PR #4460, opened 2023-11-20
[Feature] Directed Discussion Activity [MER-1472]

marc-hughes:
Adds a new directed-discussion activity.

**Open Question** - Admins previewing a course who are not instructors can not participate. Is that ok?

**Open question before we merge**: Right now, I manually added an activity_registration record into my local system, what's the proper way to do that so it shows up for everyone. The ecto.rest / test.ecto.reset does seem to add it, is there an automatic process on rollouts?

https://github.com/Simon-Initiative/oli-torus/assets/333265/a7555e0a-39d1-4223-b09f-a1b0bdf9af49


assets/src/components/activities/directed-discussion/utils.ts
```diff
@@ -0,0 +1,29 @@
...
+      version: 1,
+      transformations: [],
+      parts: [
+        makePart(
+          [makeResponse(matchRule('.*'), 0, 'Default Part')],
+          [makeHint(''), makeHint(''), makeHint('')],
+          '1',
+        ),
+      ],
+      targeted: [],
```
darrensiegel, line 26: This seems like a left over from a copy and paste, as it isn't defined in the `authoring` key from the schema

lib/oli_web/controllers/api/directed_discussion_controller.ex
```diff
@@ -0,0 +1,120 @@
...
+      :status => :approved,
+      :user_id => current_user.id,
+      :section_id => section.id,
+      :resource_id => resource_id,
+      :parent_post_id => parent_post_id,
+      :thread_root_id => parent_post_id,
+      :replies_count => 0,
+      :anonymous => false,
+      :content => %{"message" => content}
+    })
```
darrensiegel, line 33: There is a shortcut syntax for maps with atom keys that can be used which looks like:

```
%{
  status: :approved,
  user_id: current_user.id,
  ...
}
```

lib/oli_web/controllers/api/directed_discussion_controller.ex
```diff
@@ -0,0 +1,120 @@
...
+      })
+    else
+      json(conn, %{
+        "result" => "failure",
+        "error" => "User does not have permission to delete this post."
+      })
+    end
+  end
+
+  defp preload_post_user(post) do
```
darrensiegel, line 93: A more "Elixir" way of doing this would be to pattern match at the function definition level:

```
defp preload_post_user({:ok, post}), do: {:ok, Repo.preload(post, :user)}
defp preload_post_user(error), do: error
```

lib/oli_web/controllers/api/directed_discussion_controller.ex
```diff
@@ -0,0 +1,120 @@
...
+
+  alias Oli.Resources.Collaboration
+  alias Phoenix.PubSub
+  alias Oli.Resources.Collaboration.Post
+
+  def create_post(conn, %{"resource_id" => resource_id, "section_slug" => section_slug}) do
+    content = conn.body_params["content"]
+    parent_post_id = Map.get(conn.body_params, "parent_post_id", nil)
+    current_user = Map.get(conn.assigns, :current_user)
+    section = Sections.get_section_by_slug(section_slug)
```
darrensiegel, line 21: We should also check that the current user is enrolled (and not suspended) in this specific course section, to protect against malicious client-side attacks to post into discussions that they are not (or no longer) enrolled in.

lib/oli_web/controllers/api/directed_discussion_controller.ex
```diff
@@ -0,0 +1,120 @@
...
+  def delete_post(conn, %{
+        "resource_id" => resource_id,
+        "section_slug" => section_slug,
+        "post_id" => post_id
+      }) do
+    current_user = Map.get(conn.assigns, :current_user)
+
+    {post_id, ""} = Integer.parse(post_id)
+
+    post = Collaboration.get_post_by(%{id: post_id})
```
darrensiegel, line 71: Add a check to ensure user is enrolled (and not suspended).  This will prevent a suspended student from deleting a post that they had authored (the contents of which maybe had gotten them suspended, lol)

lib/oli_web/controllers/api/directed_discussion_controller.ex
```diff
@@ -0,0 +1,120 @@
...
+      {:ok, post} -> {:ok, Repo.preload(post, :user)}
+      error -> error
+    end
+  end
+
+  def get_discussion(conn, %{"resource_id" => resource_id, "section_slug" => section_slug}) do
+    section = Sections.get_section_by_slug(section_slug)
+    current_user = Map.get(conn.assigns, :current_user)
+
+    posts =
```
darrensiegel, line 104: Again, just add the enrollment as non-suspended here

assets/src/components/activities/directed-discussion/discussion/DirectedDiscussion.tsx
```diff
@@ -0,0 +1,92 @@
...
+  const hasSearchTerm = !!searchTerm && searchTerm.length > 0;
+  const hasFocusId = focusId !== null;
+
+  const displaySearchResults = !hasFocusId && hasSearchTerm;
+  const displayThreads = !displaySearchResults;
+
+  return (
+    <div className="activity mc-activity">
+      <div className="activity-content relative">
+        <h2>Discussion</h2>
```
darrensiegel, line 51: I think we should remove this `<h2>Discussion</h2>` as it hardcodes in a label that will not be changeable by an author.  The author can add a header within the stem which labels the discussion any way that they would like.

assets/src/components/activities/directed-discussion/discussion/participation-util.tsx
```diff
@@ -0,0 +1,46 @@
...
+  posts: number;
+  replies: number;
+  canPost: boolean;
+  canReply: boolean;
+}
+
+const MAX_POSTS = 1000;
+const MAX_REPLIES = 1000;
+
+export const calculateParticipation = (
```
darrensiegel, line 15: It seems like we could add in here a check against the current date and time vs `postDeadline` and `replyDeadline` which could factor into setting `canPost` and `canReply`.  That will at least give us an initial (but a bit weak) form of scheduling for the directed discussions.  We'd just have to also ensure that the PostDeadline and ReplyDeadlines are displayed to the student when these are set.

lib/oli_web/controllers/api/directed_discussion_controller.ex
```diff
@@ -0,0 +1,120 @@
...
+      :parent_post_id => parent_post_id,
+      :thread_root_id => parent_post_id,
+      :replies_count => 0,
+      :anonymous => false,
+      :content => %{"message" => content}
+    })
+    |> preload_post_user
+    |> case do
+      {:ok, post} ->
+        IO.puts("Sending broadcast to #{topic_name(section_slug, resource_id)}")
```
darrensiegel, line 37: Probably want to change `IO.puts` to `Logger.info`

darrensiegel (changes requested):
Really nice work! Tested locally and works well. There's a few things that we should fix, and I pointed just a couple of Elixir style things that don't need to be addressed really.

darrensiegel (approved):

━━━━━━━━━━━━━━━━━━━━━━━━━━━━━━

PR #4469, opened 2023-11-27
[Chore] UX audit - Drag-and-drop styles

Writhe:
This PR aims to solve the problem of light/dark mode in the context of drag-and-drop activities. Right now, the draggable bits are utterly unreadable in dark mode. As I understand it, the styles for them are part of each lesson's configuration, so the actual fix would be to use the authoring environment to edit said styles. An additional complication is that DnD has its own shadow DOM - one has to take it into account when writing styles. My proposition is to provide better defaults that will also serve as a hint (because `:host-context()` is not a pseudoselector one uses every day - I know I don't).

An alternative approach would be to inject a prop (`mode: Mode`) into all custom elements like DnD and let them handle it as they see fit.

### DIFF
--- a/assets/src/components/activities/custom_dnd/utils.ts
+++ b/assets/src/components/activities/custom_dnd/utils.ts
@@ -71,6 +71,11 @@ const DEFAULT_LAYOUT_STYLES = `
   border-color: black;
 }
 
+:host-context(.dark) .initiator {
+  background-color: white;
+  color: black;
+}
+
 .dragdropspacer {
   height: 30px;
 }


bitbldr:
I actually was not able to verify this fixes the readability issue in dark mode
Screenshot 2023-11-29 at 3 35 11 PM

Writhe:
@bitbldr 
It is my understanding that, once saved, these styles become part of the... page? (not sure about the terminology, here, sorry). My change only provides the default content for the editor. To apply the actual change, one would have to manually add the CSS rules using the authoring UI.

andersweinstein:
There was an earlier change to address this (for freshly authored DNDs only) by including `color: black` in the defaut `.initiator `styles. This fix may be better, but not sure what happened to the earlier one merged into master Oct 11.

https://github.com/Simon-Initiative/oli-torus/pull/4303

━━━━━━━━━━━━━━━━━━━━━━━━━━━━━━

• [Directions] Count the lines of the material that include the word "from", then state only the total.

• [Your solution] 2